Tubulins and FtsZ are clearly related, judging from similarities in three-dimensional structure. And although the proteins share only about 15 percent amino acid sequence identity overall, they're much more similar at the local level, particularly at the domain responsible for binding and cleaving GTP.4,5
Actin Into the Fold
Like the tubulins, actin-another essential component of the eukaryotic cytoskeleton-is a globular protein that binds nucleotide, in this case ATP. As actin monomers polymerize into 6-nm-wide microfilaments consisting of two helically wound protofilaments, the ATP, situated in a deep enzymatic cleft between two halves of the protein, hydrolyzes to ADP and inorganic phosphate.

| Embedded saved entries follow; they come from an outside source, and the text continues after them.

PR #7230, opened 2026-06-22
MTV-5829 | Add retry backoff and auth detection to Hyper-V collector

Hazanel:
The Hyper-V collector retried failed runs with no delay, spamming the host with WinRM requests when credentials were incorrect or basic auth was not enabled.

- Add RetryInterval (5s) sleep on run() failure in Start() loop, matching the pattern used by oVirt, OpenStack, and OVA collectors.

- Introduce ErrUnauthorized sentinel error in the driver package, wrapping WinRM HTTP 401/403 responses so callers use errors.Is() instead of fragile string matching.

- Update Test() to execute a real WinRM command (IsAlive) and return http.StatusUnauthorized on auth failure, triggering ConnectionAuthFailed in the provider controller.

- Propagate auth errors from SMB prefix discovery in Connect()

Ref: https://redhat.atlassian.net/browse/MTV-5829
Resolves: MTV-5829

### DIFF
--- a/pkg/controller/provider/container/hyperv/collector.go
+++ b/pkg/controller/provider/container/hyperv/collector.go
@@ -2,7 +2,9 @@ package hyperv
 
 import (
 	"context"
+	"errors"
 	"fmt"
+	"net/http"
 	liburl "net/url"
 	"os"
 	libpath "path"
@@ -12,6 +14,7 @@ import (
 	api "github.com/kubev2v/forklift/pkg/apis/forklift/v1beta1"
 	hvutil "github.com/kubev2v/forklift/pkg/controller/hyperv"
 	model "github.com/kubev2v/forklift/pkg/controller/provider/model/hyperv"
+	"github.com/kubev2v/forklift/pkg/lib/hyperv/driver"
 	libmodel "github.com/kubev2v/forklift/pkg/lib/inventory/model"
 	"github.com/kubev2v/forklift/pkg/lib/logging"
 	core "k8s.io/api/core/v1"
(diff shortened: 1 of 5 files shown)


Hazanel:

Hazanel:
Thanks @coderabbitai - please follow-up

pkg/controller/provider/container/hyperv/collector.go
```diff
@@ -161,9 +164,21 @@ func (r *Collector) HasParity() bool {
 	return r.parity
 }
 
-// Test connect/logout.
-func (r *Collector) Test() (_ int, err error) {
-	err = r.client.Connect(r.provider)
+// Test validates connectivity and credentials against the Hyper-V host.
+func (r *Collector) Test() (status int, err error) {
+	if err = r.client.Connect(r.provider); err != nil {
+		if errors.Is(err, driver.ErrUnauthorized) {
```
yaacov, line 170: @coderabbitai hi, in client.go we return a non typed error, does this check make sense, what am i missing?

pkg/lib/hyperv/driver/errors.go
```diff
@@ -0,0 +1,42 @@
...
+}
+
+// WrapCommandError inspects a WinRM command error.
+func WrapCommandError(err error) error {
+	if err == nil {
+		return nil
+	}
+	if code, ok := httpStatus(err); ok {
+		if code == http.StatusUnauthorized || code == http.StatusForbidden {
+			return fmt.Errorf("%w: %w", ErrUnauthorized, err)
```
yaacov, line 38: @coderabbitai hi, should we return a typed error ? maybe include that actual http err code ?

yaacov (approved):

PR #7240, opened 2026-06-23
MTV-5883 | Schedule shared-disk creator VMs before consumers

mnecas:
Hold back consumer VMs (shared disk + migrateSharedDisks=false) from
the pending queue while any creator VM (shared disk +
migrateSharedDisks=true) has not yet completed. Non-shared VMs are
unaffected.

Ref: https://redhat.atlassian.net/browse/MTV-5883
Resolves: MTV-5883


mnecas:
Tested with 3 VMs, 1 normal, 1 with shared disks (migrate shared disk true) 1 with shared disks (migrate shared disks false)
the one with the migrate shared disks false is waiting for the one to get finished 
image

solenoci (approved):
lgtm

It turns out that actin shares its ATPase domain with a family of proteins including hexokinase, the enzymatic kick starter of glycolysis, and several bacterial proteins. One of them is called MreB, a protein essential for generating or maintaining the rod shape of many bacteria. By examining structural similarities between eukaryotic actin and MreB from Thermotoga maritima, a research team at the Medical Research Council in Cambridge, England recently concluded that the two proteins are more closely related to each other than to other members of the family and undoubtedly share a common ancestor.6
The group showed that the three-dimensional shapes of actin and MreB are so similar they can be superimposed. The analogy with tubulin/FtsZ goes even further. Both proteins share considerable amino acid homology at several key sequences surrounding the ATP binding site, again situated deep in a cleft between two halves of the folded polypeptide chain.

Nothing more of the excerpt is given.